Asbestos is a silicate mineral that has essential physical properties to be used in manufactured products. Throughout the twentieth asbestos was mostly used by contractors that constructed buildings and homes. Now it is commonly known that asbestos is linked to a number of various diseases and illnesses. The removal of asbestos from buildings and homes has turned into a very lucrative and profitable business throughout the late twentieth century and into the twenty first.

Asbestos Types

Fibrous minerals that fall under the asbestos category can be applied to both amphibole and serpentine mineral groups. The amphibole group describes rock forming minerals that are typically dark in colour and hard. Three minerals that can be found in the amphibole group are crocidolite, tremolite and amosite (“Asbestos123,” n.d.)  In the serpentine group there is one principle mineral called chrysotile that accounts for 90% of the group. The factor that separates amphibole asbestos from serpentine asbestos is their chemical composition. Amphibole asbestos is composed of double chained silicates and contains a significant amount of iron (Fe). Amphibole asbestos and serpentine asbestos also have differences in their structure of fibers. Serpentine fibers are twisted and can differ in length. Unlike serpentine fibers, amphibole fibers are long and straight. They have a more malleable texture than serpentine fibers but can be jagged (“An introduction to asbestos science- The Facts.”, 2008). Both types of asbestos –amphibole and serpentine—come from the metamorphic rock category. Chrysotile is only one type of asbestos worth mining due to the profit it makes. The principle location that serpentine asbestos is mined is in Theftord Mines, a town of approximately 25,000 located in Quebec, Canada. (“Asbestos”, 2007)

Asbestos Uses

Asbestos can be used in a variety of different products. Four notable qualities of asbestos that make it extremely valuable are its: resistance to heat, poor conductor of electricity, resistance to corrosion, and its malleability. These qualities make asbestos a perfect choice to be used in many different types of products. Manufactured types of products that use asbestos are insulation to protect against fires and prevent noise travel. Certain types of brakes use asbestos in their brake lining and brake pads. Asbestos can also be found in water tanks, to help stop corrosion. Certain types of paint also use asbestos in their product (“Abestos123,” n.d.)  Evidently, asbestos can be a valuable mineral to have in products.

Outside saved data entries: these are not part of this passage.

PR #1184, opened 2020-07-04
Fix scrolling problem in the menu of boards

lp177:
Allow menu popup to overflow
https://github.com/nextcloud/deck/issues/2104


lp177:
We can optionnaly for backward compatibility of this choice add an scrollable parameter at true at line 91 and set this two css attributes if true at line 187

nickvergessen:
I think this was fixed with https://github.com/nextcloud/nextcloud-vue/pull/1160 already?

lp177:
Yes that seem to fix also, thanks

ma12-co:
So close this?

PR #1946, opened 2021-05-10
Properly align appnavigationtoggle

marcoambrosini:
...Upstreaming more talk v-deeps

Before: 
Screenshot from 2021-05-10 15-25-53

After:
Screenshot from 2021-05-10 15-29-15

### DIFF
--- a/src/components/AppNavigationToggle/AppNavigationToggle.vue
+++ b/src/components/AppNavigationToggle/AppNavigationToggle.vue
@@ -76,8 +76,8 @@ export default {
 
 button.app-navigation-toggle {
 	position: absolute;
-	top: 0;
-	right: 0;
+	top: $topbar-margin;
+	right: - $topbar-margin;
 	margin-right: - $clickable-area;
 }
 
--- a/src/assets/variables.scss
+++ b/src/assets/variables.scss
@@ -55,3 +55,6 @@ $navigation-width: 300px;
 
 // mobile breakpoint
 $breakpoint-mobile: 1024px;
+
+// top-bar spacing
+$topbar-margin: 4px;
--- a/src/components/AppContent/AppContent.vue
+++ b/src/components/AppContent/AppContent.vue
@@ -29,6 +29,10 @@ This components provides a wrapper around the main app's content.
 Single-column layouts can just use the default slot. A resizable column
 can be added by providing content to the named slot `list`.
 
+### CSS variables
+In the css section some css variables are declared and will be available for
+all the children of the AppContent component
+
 ### Examples
 
 #### Usage: Single-column content
@@ -325,6 +329,10 @@ export default {
 	// Overriding server styles TODO: cleanup!
 	margin: 0 !important;
 	background-color: var(--color-main-background);
+
+	// Variables
+	// the whitespace between the topbar content and its edges
+	--topbar-margin: $topbar-margin: 4px;
 }
 
 // Mobile list/details handling
--- a/src/components/AppContent/AppContent.vue
+++ b/src/components/AppContent/AppContent.vue
@@ -332,7 +332,7 @@ export default {
 
 	// Variables
 	// the whitespace between the topbar content and its edges
-	--topbar-margin: $topbar-margin: 4px;
+	--topbar-margin: $topbar-margin;
 }
 
 // Mobile list/details handling


src/components/AppNavigationToggle/AppNavigationToggle.vue
```diff
@@ -79,8 +79,8 @@ export default {
 
 button.app-navigation-toggle {
 	position: absolute;
-	top: 0;
-	right: 0;
+	top: 8px;
```
skjnldsv, line 82: Somehow I feel those should be standardize or something :thinking:  :shrug:

ma12-co: What do you mean? Variables?

skjnldsv: yeah, like I see you're also aligning the input and menu of the appnavigation in talk, I assume you're also using 8px? I think that should really be standardized :)

raimund-schluessler:
Honestly, I do not think this is a good idea. The `AppNavigationToggle` has no own space in our layout, i.e. the `app-content` does not reserve space for it. This means we have a lot of problems with the AppNavigationToggle as it is positioned already, since it overlaps the content see https://github.com/nextcloud/server/issues/16934

If we start to move it around now, this will become even worse. See the Tasks app for example (sorry, it's always Tasks 🙈):

AppNavigation

So, in case you really decide to do this, it will be a breaking change at least.

ma12-co:
@raimund-schluessler I understand your concern but I think that the spacing of the toggle relative to other elements is off. We fixed that in talk and I'm trying to bring custom changes we have there upstream. Of course this would be a breaking change. @skjnldsv thoughts?

raimund-schluessler:
> @raimund-schluessler I understand your concern but I think that the spacing of the toggle relative to other elements is off. We fixed that in talk and I'm trying to bring custom changes we have there upstream. Of course this would be a breaking change. @skjnldsv thoughts?

The problem is that other apps will have to undo the custom changes of Talk because they won't work with their layout. So instead of having one custom CSS rule in Talk, we will have multiple (one in every other app instead).

raimund-schluessler:
> 
> 
> @raimund-schluessler I think that other apps could benefit from a standardized 8px spacing too.
> Looking at your screenshot, in tasks it seems that the toggle with the new margin is now almost aligned with the input field. With this change, If the input field had a height of 44px it could align perfectly with the toggle, similar to the avatar here:
> 
> Screenshot from 2021-05-11 09-59-44

I don't say that standardization is bad, or that other apps won't benefit from having it aligned. But unless we find a proper space for the `AppNavigationToggle` in the layout which accounts for its presence, every app will still have to do custom changes to it's position.

For example, in case we adapt the files app to use the vue-components as well at some point, having an 8 px top spacing will just not work with the breadcrumb bar (since it doesn't have a padding at the top).

And on a side note: In my impression, the AppNavigationToggle shouldn't be aligned with any element in the content area, since it doesn't logically belong there (e.g. having it aligned with the input field in Tasks, suggests a logical relation to it, which it hasn't). Having it top aligned with the AppNavigation pane is the proper solution imho, but that's just my taste.

raimund-schluessler:
>    * Tasks could be similar, as per your screenshot there’s very little to adjust @raimund-schluessler – what Android does is that the navigation toggle is actually _inside_ the search field on the left.

I don't have a problem adjusting the layout. I just understood it so that you want to have the same button position for all apps. And I am a bit skeptical that this will really work out well. Mainly because many apps don't position the AppNavigationToggle button well just as it is located now. And moving it further into the content will make this problem even worse (see e.g. Contacts or Calendar).

jancborchardt:
@raimund-schluessler your example looks great! :)

And yeah, the positioning probably doesn’t have to be exactly the same in all apps – but in no app should it stick to the very top left and be unaligned to any content, like it is now.

marcoambrosini:
Let's go with 4 then, I'll reduce talk's topbar height

marcoambrosini:
Done, please review!

skjnldsv:
> Either we have a dedicated variable that matches such spacing? ([#1946 (comment)](https://github.com/nextcloud/nextcloud-vue/pull/1946#discussion_r629481568)) Or we find something different?

Still doesn't answer this question?
Hard-coded px for such standard thing should not happen imho :)

marcoambrosini:
Ok, so `var(--top-bar-spacing)` @skjnldsv ??

skjnldsv:
> Ok, so `var(--top-bar-spacing)` @skjnldsv ??

:shrug:

skjnldsv (changes requested):
Hum, shouldn't those also be available as a css var within content?
We should maybe start doing this (add them to the Content so anything within can use it for example?)

marcoambrosini:
ping @skjnldsv

marcoambrosini:
What should we do here????

jancborchardt:
> Ok, so `var(--top-bar-spacing)` @skjnldsv ??

Isn’t that a good approach as you suggested?

jancborchardt:
By the way @raimund-schluessler, with the new breadcrumb component with bigger visual elements, maybe the 8px spacing also makes sense for Files now? The slightly more whitespace is definitely nice, and then it would fit for Talk, Files and probably others too.

marcoambrosini:
> I would like this new css variable to be documented tbh

@skjnldsv where should we add the docs? To this file?

skjnldsv:
> > I would like this new css variable to be documented tbh
> 
> @skjnldsv where should we add the docs? To this file?

Very good question :)
Maybe we need to dedicated design system documentation. 
There was the old one in the docs, but it's proably not very used nor up to date anymore.
We could add a dedicated component-related one here? :thinking: 

At the very least, I would add that to the AppContent documentation

raimund-schluessler:
How should we proceed here? We are heading for a new major release and it would be good to have this included, I think.

marcoambrosini:
Added a couple of lines of docs in the docs section and in the css section where the variable is declared, let's get this in?

raimund-schluessler (changes requested):

raimund-schluessler (approved):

How does Asbestos affect People

The inhalation of asbestos can result in a variety of different asbestos related illnesses. The two most notable are asbestosis and mesothelioma. Asbestosis is a lung condition which can vary significantly in terms of seriousness. Asbestosis can derive when consistent contact and inhalation of asbestos occurs. There are clear symptoms of Asbestosis, these include: lack of breath, chest pain, appetite loss, tiredness and nausea. Another disease that asbestos can cause is Mesothelioma. Mesothelioma is a cancer disease where a tumor grows on the mesothelium, the sack lining the internal body cavities. (“Asbestosis,”2008) Like asbestosis, mesothelium is also caused by inhalation of asbestos. Mesothelium also shows similar symptoms to asbestosis, these include: difficulty breathing, chest pain, a persistent cough, fever, weight loss bowel obstruction, swelling and nausea. In rare cases, some patients of mesothelium cancer show no recognizable symptoms at all. (“Mesothelioma Symptoms,” 2010)  All forms of asbestos are considered hazardous, but geologists have pointed out that the amphibole group has been deemed more dangerous. This is because their fibers are straight, jagged and can be long. This is obviously more dangerous than serpentine fibers, which are softer and curly. (“What is asbestos,” 2010)

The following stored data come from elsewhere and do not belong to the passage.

PR #1948, opened 2021-05-11
Fix user bubble when username contains a space

artonge:
The user bubble is broken when there is a space in the username.

This was due to the parsed value being sanitized before applying regexp on it.

I simply changed the regexp to match `&quot;` instead of `"`.

This should fix: https://github.com/nextcloud/server/issues/26861

Before | After
-- | --
Screenshot from 2021-05-11 18-44-02 | Screenshot from 2021-05-11 18-45-17

### DIFF
--- a/src/components/RichContenteditable/RichContenteditable.vue
+++ b/src/components/RichContenteditable/RichContenteditable.vue
@@ -80,6 +80,19 @@ export default {
 						status: 'away',
 					},
 					subline: 'Visiting London',
+				},
+				'Test 03': {
+					icon: 'icon-user',
+					id: 'Test 03',
+					label: 'Test 03',
+					source: 'users',
+					status: {
+						clearAt: null,
+						icon: '🎡',
+						message: 'Having space in my name',
+						status: 'in space',
+					},
+					subline: 'Visiting London',
 				}
 			}
 		}
--- a/src/mixins/richEditor/index.js
+++ b/src/mixins/richEditor/index.js
@@ -32,7 +32,7 @@ const MENTION_START = '(?:^|\\s)'
 // Anything that is not text or end-of-line. Non-capturing group
 const MENTION_END = '(?:[^a-z]|$)'
 export const USERID_REGEX = new RegExp(`${MENTION_START}(@[a-zA-Z0-9_.@\\-']+)(${MENTION_END})`, 'gi')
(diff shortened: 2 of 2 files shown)


skjnldsv (approved):

ChristophWurst (approved):

ChristophWurst:
backport?

elhananjair:
Hello there is this issue(#26861 fixed yet?  because am still facing this issue in NC 21.0.4 Version.

artonge:
@elhananjair [NC 21.0.4 uses `nextcloud/vue@v3.2.0`](https://github.com/nextcloud/server/blob/v21.0.4/package.json#L42). This fix has only made it to `nextcloud/vue@v4.0.0` which will be use in NC 23

elhananjair:
> @elhananjair [NC 21.0.4 uses `nextcloud/vue@v3.2.0`](https://github.com/nextcloud/server/blob/v21.0.4/package.json#L42). This fix has only made it to `nextcloud/vue@v4.0.0` which will be use in NC 23

ow okay I will wait for it, thanks.

elhananjair:
hey @artonge am really sorry to bring this thing again, I was just curious that this issue is not appearing in some nextcloud applications, such as deck, So does this mean some apps in nextcloud uses different versions of vue or built with different mechanism? Thanks

artonge:
> hey @artonge am really sorry to bring this thing again, I was just curious that this issue is not appearing in some nextcloud applications, such as deck, So does this mean some apps in nextcloud uses different versions of vue or built with different mechanism? Thanks

Yes, not all applications use this Vue component.

elhananjair:
@artonge I don't think the issue has been fixed in NC 23. I am trying here on Talk and Files app and its the same as before

artonge:
> @artonge I don't think the issue has been fixed in NC 23. I am trying here on Talk and Files app and its the same as before

Can you clear your cache and check again? Can you open another issue if the problem still persist?

elhananjair:
> > @artonge I don't think the issue has been fixed in NC 23. I am trying here on Talk and Files app and its the same as before
> 
> Can you clear your cache and check again? Can you open another issue if the problem still persist?

I have installed clean NC 23 and didn't upgrade from previous versions. So I don't think clearing cache or something like that won't help I guess. As you said let me open this issue again.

If asbestos has been linked to a variety of different, severe illnesses than why not remove asbestos from areas where it is still being used? It has been suggested that the act of removing asbestos might actually be more harmful then not removing it. This is because when asbestos is in its absolute state, it can be effortlessly broken down into tiny inhalable fibers. When it is not in its absolute state which is when it is being used in different products, it cannot be broken down very easily. In the act of removing asbestos, you are extracting asbestos from its stable state and breaking it down into its absolute state. This causes asbestos dust; tiny airborne fibers of asbestos that can be inhaled or resettle in locations where more exposure occurs than its previous location. Because of this reason, it could potentially be a lesser health risk to leave asbestos where it is and not remove it than do attempt and remove it. (“A closer look at asbestos fibers,” n.d.)

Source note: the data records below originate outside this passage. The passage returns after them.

PR #1967, opened 2021-05-17
Fix first and last action input padding

raimund-schluessler:
This fixes the padding of the ActionInput in case it is the first or last entry. The currently set margin lead to a gap between the popover arrow and the input element.

Before:
Screenshot_2021-05-17 Nextcloud Vue Style Guide(2)

After:
Screenshot_2021-05-17 Nextcloud Vue Style Guide(3)

In case one switches from ActionButton to ActionInput like it happens in Calendar, this will still lead to a "jumping" of the popover menu, since the ActionButton has a different height than the ActionInput with the additional padding (see https://github.com/nextcloud/calendar/pull/3016). But the gap is not there anymore.

actioninput

On a side note: I would say the additional padding is not really necessary (or at least to high). But since this is supposed to be a bug fix PR, I didn't remove it, but instead made it work properly 😉. @jancborchardt maybe to check if this is really what it is supposed to look like.

### DIFF
--- a/src/components/ActionInput/ActionInput.vue
+++ b/src/components/ActionInput/ActionInput.vue
@@ -409,12 +409,12 @@ $input-margin: 4px;
 // add the same bottomMargin as the right padding
 // for visual balance
 li:last-child > .action-input {
-	margin-bottom: $icon-margin - $input-margin;
+	padding-bottom: $icon-margin - $input-margin;
 }
 
 // same for first item
 li:first-child > .action-input {
-	margin-top: $icon-margin - $input-margin;
+	padding-top: $icon-margin - $input-margin;
 }
 
 </style>


ma12-co (approved):

juliushaertl (approved):
Fine by me for a bugfix

> On a side note: I would say the additional padding is not really necessary (or at least to high). But since this is supposed to be a bug fix PR, I didn't remove it, but instead made it work properly wink. @jancborchardt maybe to check if this is really what it is supposed to look like.

I agree, either that or we need to make sure the spacing applies to all elements. The only thing where this might be odd is with the hover/focus feedback of the ActionButton, which if we increase just the top padding would look rather unaligned with the background then.

raimund-schluessler:
> I agree, either that or we need to make sure the spacing applies to all elements. The only thing where this might be odd is with the hover/focus feedback of the ActionButton, which if we increase just the top padding would look rather unaligned with the background then.

Not sure if it's a good idea to apply it to all elements. This will look really unaligned.

PR #1992, opened 2021-05-31
AppNavigationItem: hide utils if edit mode is active

korelstar:
If there are other actions or a counter in an AppNavigationItem and the edit mode is activated, the close button was not accessible:

Screenshot


skjnldsv (approved):

PVince81 (approved):
:+1:

PR #2008, opened 2021-06-04
Fix documentation after #1759

skjnldsv:
It compiles well, but fails to render

https://deploy-preview-2008--nextcloud-vue-components.netlify.app/


kesselb (approved):

gary-kim (approved):
Seems fine. We could also make it such that it takes a string but that seems like unnecessary complexity.

PR #2013, opened 2021-06-07
Revert "Replace node-sass with sass"

skjnldsv:
Reverts nextcloud/nextcloud-vue#2005

It breaks the style import of the documentation :shrug: 
Let's revert for 4.0.0

https://deploy-preview-2013--nextcloud-vue-components.netlify.app/


raimund-schluessler (approved):
Styleguide looks good again.

ChristophWurst:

Asbestos though it has desirable physical attributes is harmful to human health and should not be used in products. The serious health risks proposed by asbestos, especially amphibole asbestos outweigh its positives in the manufacturing industry. The removal of asbestos should be put to a close as there is sufficient evidence proving that the removal of asbestos is more dangerous than not removing the asbestos. Overall, asbestos is a useful mineral, but dangerous to human health.